Poll: 77 percent of Americans are concerned about crime in our cities

The Hill reports on a new Harvard CAPS/Harris poll in which 77 percent of respondents said they are concerned that crime is rising in the nation’s cities. 46 percent of respondents said they are concerned about rising crime in their own communities. Although reported by The Hill, the poll apparently has not yet been posted.

Mark Penn, Harvard CAPS/Harris polling director, noted that respondents are concerned that prosecutors are not prosecuting crimes. However, they place blame for the increase mainly on protests and high unemployment.

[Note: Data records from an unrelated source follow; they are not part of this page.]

PR #2184, opened 2017-06-19
INT-4298: Add Interface HeaderPropagationAware

garyrussell:
JIRA: https://jira.spring.io/browse/INT-4298

Used to indicate components that can propagate headers; allows suppression.

__cherry-pick to 4.3.x__

### DIFF
--- a/spring-integration-core/src/main/java/org/springframework/integration/handler/MessageHandlerChain.java
+++ b/spring-integration-core/src/main/java/org/springframework/integration/handler/MessageHandlerChain.java
@@ -64,7 +64,7 @@ import org.springframework.util.Assert;
  * @author Artem Bilan
  */
 public class MessageHandlerChain extends AbstractMessageProducingHandler implements MessageProducer,
-		HeaderPropagationAware, CompositeMessageHandler, Lifecycle {
+		CompositeMessageHandler, Lifecycle {
 
 	private volatile List<MessageHandler> handlers;
 
--- a/spring-integration-core/src/main/java/org/springframework/integration/handler/MessageHandlerChain.java
+++ b/spring-integration-core/src/main/java/org/springframework/integration/handler/MessageHandlerChain.java
@@ -64,7 +64,7 @@ import org.springframework.util.Assert;
  * @author Artem Bilan
  */
 public class MessageHandlerChain extends AbstractMessageProducingHandler implements MessageProducer,
-		CompositeMessageHandler, Lifecycle {
+		HeaderPropagationAware, CompositeMessageHandler, Lifecycle {
 
 	private volatile List<MessageHandler> handlers;
 
--- a/src/reference/asciidoc/message.adoc
+++ b/src/reference/asciidoc/message.adoc
@@ -384,6 +384,21 @@ When you try to build a new message using `MessageBuilder`, this kind of headers
 
 Starting with _version 5.0_, <<gateway,Messaging Gateway>>, <<header-enricher,Header Enricher>>, <<payload-enricher,Content Enricher>> and <<header-filter, Header Filter>> don't allow to configure `MessageHeaders.ID` and `MessageHeaders.TIMESTAMP` header names when `DefaultMessageBuilderFactory` is used and they throw `BeanInitializationException`.
 
+[[header-propagation]]
+===== Header Propagation
+
+When messages are processed (and modified) by message-producing endpoints (such as a <<service-activator, service activator>>), in general, inbound headers are propagated to the outbound message.
+One exception to this is a <<transformer, transformer>>, when a complete message is returned to the framework; in that case, the user code is responsible for the entire outbound message.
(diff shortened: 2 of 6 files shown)


spring-integration-core/src/main/java/org/springframework/integration/handler/MessageHandlerChain.java
```diff
@@ -64,7 +64,7 @@
  * @author Artem Bilan
  */
 public class MessageHandlerChain extends AbstractMessageProducingHandler implements MessageProducer,
-		CompositeMessageHandler, Lifecycle {
+		HeaderPropagationAware, CompositeMessageHandler, Lifecycle {
```
artembilan: That's not true.
We don't propagate headers only in this case:
```
if (this.shouldCopyRequestHeaders()) {
		if (this.selectiveHeaderPropagation) {
			Map<String, Object> headersToCopy = new HashMap<String, Object>(requestHeaders);
			for (String header : this.notPropagatedHeaders) {
				headersToCopy.remove(header);
			}
			builder.copyHeadersIfAbsent(headersToCopy);
		}
```
So, or we shouldn't care about `MessageHandlerChain`  for this task (including any other should makes `shouldCopyRequestHeaders()` as `false`), or we should have some more sophisticated logic and clean the reply message from those headers independently of the component type. Pay attention to the `BridgeHandler` BTW...

artembilan (changes requested):

artembilan:
Yeah... I understand that my comment has disappeared after your new commit, but anyway it more and more looks for me as a dead end and only the proper solution is usage of `HeaderFilter` downstream any producing component. Otherwise `Chain`, `Resequencer`, `Bridge`, `Router` and many similar who doesn't modify request message are not affected by this logic at all and in the SCSt world we always will send an output message with mentioned headers any way.
WDYT?

garyrussell:
Good point - @mbogoevici ??

garyrussell:
BTW, your comment hasn't "disappeared" you can click "show outdated" above to see it.

artembilan:
>  "show outdated" 

Great! Thank you!

Superfluous fear 😄 

I wanted to show our with @mbogoevici discussion about proxy issue in his PR in SCSt, but wasn't able to find it. Looks like some side effect of squashing or something else...

mbogoevici:
@garyrussell @artembilan 

>Otherwise Chain, Resequencer, Bridge, Router and many similar who doesn't modify request message are not affected by this logic at all and in the SCSt world we always will send an output message with mentioned headers any way.

I see the point in the general case, but from my point of view if the request message is not modified, then we don't need to worry about header propagation either. They've been in the original message, and it's OK to keep them in the reply message (which is the same as the original message). Where we need this in particular is the case when a method returns the payload only, and the handler will blindly copy headers over, resulting in inconsistent stuff - like a POJO payload with an `application/json` header which ends up throwing off the binder. 

A `HeaderFilter` downstream of a `ServiceActivator` that only filters headers that the latter shouldn't copy at all may be a workaround but is IMO cumbersome.

artembilan:
I agree with @mbogoevici . His point of view is a good middle ground. I think we good to go ahead with the solution. Only what would be great to have is some JavaDoc on the matter that `selectiveHeaderPropagation` makes effect only if `shouldCopyRequestHeaders() == true` . Some Reference Manual would be good, too.

garyrussell:
When pulling those methods to the interface, I changed the javadocs from

    if {@link #shouldCopyRequestHeaders() shouldCopyRequestHeaaders} is true.

to

    if the handler is configured to copy headers.

Since that field is not relevant on the interface.

What would you suggest instead?

I will push some docs updates.

artembilan:
> When pulling those methods up to the interface,

Doh. I see now. Sorry.
LGTM then!

A couple words in the Docs and that's it.
Thanks

src/reference/asciidoc/message.adoc
```diff
@@ -384,6 +384,21 @@ When you try to build a new message using `MessageBuilder`, this kind of headers
...
 
+[[header-propagation]]
+===== Header Propagation
+
+When messages are processed (and modified) by message-producing endpoints (such as a <<service-activator, service activator>>), in general, inbound headers are propagated to the outbound message.
+One exception to this is a <<transformer, transformer>>, when a complete message is returned to the framework; in that case, the user code is responsible for the entire outbound message.
+When a transformer just returns the payload; the inbound headers **are** propagated.
+Also, a header is only propagated if it does not already exist in the outbound message, allowing user code to change header values as needed.
+
+Starting with _version 4.3.10_, you can configure message handlers (that modify messages and produce output) to suppress the propagation of specific headers
```
artembilan: Missed period. But merging anyway...

artembilan:
Merged as https://github.com/spring-projects/spring-integration/commit/42dd05d655d7e134242d40e5b12837f381c55de9 and cherry-picked.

Although crime and violence may not actually have increased in America’s cities so far this year, homicide is surging. In 25 large cities, it is up 16.1 percent compared to 2019. New York’s homicide rate for the first half of 2020 is up 23 percent over 2019, according to the city’s police department. In June, it was 130.3 percent higher than in June 2019. In addition, it’s likely that the public’s concern about crime in cities is also fueled by the anarchy it sees in the streets of Seattle and Portland, for example.

The surge in homicides can’t be explained by unemployment. Burglaries maybe, but not homicides. We’ve had high unemployment rates at other times in modern history without a surge in murders.

“Protests” don’t explain the surge in homicides, either, at least not directly. There has been a massive amount of property damage during riots, but not many killings.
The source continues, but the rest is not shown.